Last up, here's fast food company, Wendy's, who get things half-right. At high resolution, its left-hand side Twitter branding is fine, but a second large image is obscured by the news feed. At 1366 x 768 pixels, the design looks as it was probably intended to.
It was surprisingly difficult to find good examples of optimised Twitter backgrounds from the hour or so I spent looking at the feeds of big brands, so props go to Gap and Sprite (kinda) for these examples!
Gap's Twitter background works at both the biggest resolution, and at the most commonly viewed resolution. While one person is chopped off either side in the reduced view, the design still looks great.

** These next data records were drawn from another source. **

PR #8336, opened 2016-03-28
Pipe: let peer retry when existing is closing

yuyuyu101:
If accepting a new connection and the existing just mark down,
we need to let peer retry connect and exit accept process.

Just like AsyncConnection.cc:
https://github.com/ceph/ceph/blob/master/src/msg/async/AsyncConnection.cc#L1686

Fixes: http://tracker.ceph.com/issues/14266

### DIFF
--- a/src/msg/simple/Pipe.cc
+++ b/src/msg/simple/Pipe.cc
@@ -466,6 +466,16 @@ int Pipe::accept()
     existing = msgr->_lookup_pipe(peer_addr);
     if (existing) {
       existing->pipe_lock.Lock(true);  // skip lockdep check (we are locking a second Pipe here)
+      if (existing->state == STATE_CLOSED) {
+        ldout(msgr->cct, 1) << __func__ << " existing racing replace or mark_down happened while replacing."
+                            << " existing_state=" << existing->get_state_name() << dendl;
+	reply.tag = CEPH_MSGR_TAG_RETRY_GLOBAL;
+	reply.global_seq = existing->peer_global_seq;  // so we can send it below..
+	existing->pipe_lock.Unlock();
+	msgr->lock.Unlock();
+	goto reply;
+      }
+
       if (existing->reader_dispatching) {
 	/** we need to wait, or we can deadlock if downstream
 	 *  fast_dispatchers are (naughtily!) waiting on resources


gregsfortytwo:
Can you explain how we get into this situation?

I think if we get into that block we aren't *allowed* to accept the connection as it's been explicitly marked down and the other side hasn't acknowledged that yet.

yuyuyu101:
@gregsfortytwo if osd side firstly accept one connection and register pipe, but failed at https://github.com/ceph/ceph/blob/master/src/msg/simple/Pipe.cc#L732 . while this connection isn't a lossy connection, it won't unregister pipe. Then we accept a new connection and lookup this pipe, we will go through this condition

src/msg/simple/Pipe.cc
```diff
@@ -466,6 +466,16 @@ int Pipe::accept()
     existing = msgr->_lookup_pipe(peer_addr);
     if (existing) {
       existing->pipe_lock.Lock(true);  // skip lockdep check (we are locking a second Pipe here)
+      if (existing->state == STATE_CLOSED) {
+        ldout(msgr->cct, 1) << __func__ << " existing racing replace or mark_down happened while replacing."
+                            << " existing_state=" << existing->get_state_name() << dendl;
+	reply.tag = CEPH_MSGR_TAG_RETRY_GLOBAL;
+	reply.global_seq = existing->peer_global_seq;  // so we can send it below..
```
tchaikov: we might need to unlock `existing->pipe_lock` also here.

src/msg/simple/Pipe.cc
```diff
@@ -466,6 +466,16 @@ int Pipe::accept()
     existing = msgr->_lookup_pipe(peer_addr);
     if (existing) {
       existing->pipe_lock.Lock(true);  // skip lockdep check (we are locking a second Pipe here)
+      if (existing->state == STATE_CLOSED) {
+        ldout(msgr->cct, 1) << __func__ << " existing racing replace or mark_down happened while replacing."
+                            << " existing_state=" << existing->get_state_name() << dendl;
+	reply.tag = CEPH_MSGR_TAG_RETRY_GLOBAL;
```
tchaikov: why not send a RETRY_SESSION message and ask the peer to bump up its cseq? so its cseq won't collide with the existing one. if this makes sense to you, maybe we can reuse the "retry_session:", in other words
```diff
--- a/src/msg/simple/Pipe.cc
+++ b/src/msg/simple/Pipe.cc
@@ -524,11 +524,12 @@ int Pipe::accept()
 
       if (connect.connect_seq == existing->connect_seq) {
 	// if the existing connection successfully opened, and/or
-	// subsequently went to standby, then the peer should bump
+	// subsequently went to standby/closed, then the peer should bump
 	// their connect_seq and retry: this is not a connection race
 	// we need to resolve here.
 	if (existing->state == STATE_OPEN ||
-	    existing->state == STATE_STANDBY) {
+	    existing->state == STATE_STANDBY ||
+	    existing->state == STATE_CLOSED) {
 	  ldout(msgr->cct,10) << "accept connection race, existing " << existing
 			      << ".cseq " << existing->connect_seq
 			      << " == " << connect.connect_seq
```

tchaikov:
i think we should send the RETRY_SESSION message instead of the RETRY_GLOBAL message. so "retry_session:" logic can be reused.

gregsfortytwo:
This is still in my queue for deeper review and I'm planning to go through a bunch of PRs today so I hope to reach it.

But my instinct without digging too far into it, is that this is too broad and violates our mark_down rules. If we've got potential failures during connection setup that result in this state, we probably need to handle them there. Don't take that as gospel, but off-hand I'm pretty confident. :)

src/msg/simple/Pipe.cc
yuyuyu101: you mean line 474?

tchaikov: very sorry, i missed it!

src/msg/simple/Pipe.cc
yuyuyu101: https://github.com/ceph/ceph/commit/a640ca93307e92f8032881e35fdd74b60f0091d0

retry_session will cause side effect we may not want to have

yuyuyu101:
@gregsfortytwo yes, I agree these changes like a dirty fix. The main problem is I don't have brave to refactor too much in Pipe, it's really a adventure... If we want to clean these unexpected state changes, the lock usage need to be refactor but it is so disordered now!

gregsfortytwo:
Okay, I went through this more carefully and updated http://tracker.ceph.com/issues/14266. In short, I don't see how we can get into this situation at all without the other side misbehaving, and the proposed patch is definitely too broad a fix to be safe. :( So I'm closing this PR.

@yuyuyu101, I'm a bit concerned that the similar hunk in AsyncMessenger is almost certainly unsafe in the same ways. What I wonder is if you added it because you saw this more frequently in AsyncMessenger — if so, there might be some extra clues for us?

Finally, here's Sprite. Okay , the logo is chopped off the side in both examples, and the lemon-sipping-a-drink graphic is missing in the high resolution review, but both designs still mostly work!
From my terribly unscientific experiment, it seems that a significant proportion of big brands, while keen on branding their Twitter accounts, have not done so in a way that takes into account all of the different resolutions that people will be viewing their pages at on desktop computers, resulting in branding that is unusually slack for such big commercial voices.
If you want to stay one step ahead of Gillette, SmartWater, Wendy's, and many others with an optimised Twitter background design, have a read of my Twitter background Template blog post and grab a link to download the template there too.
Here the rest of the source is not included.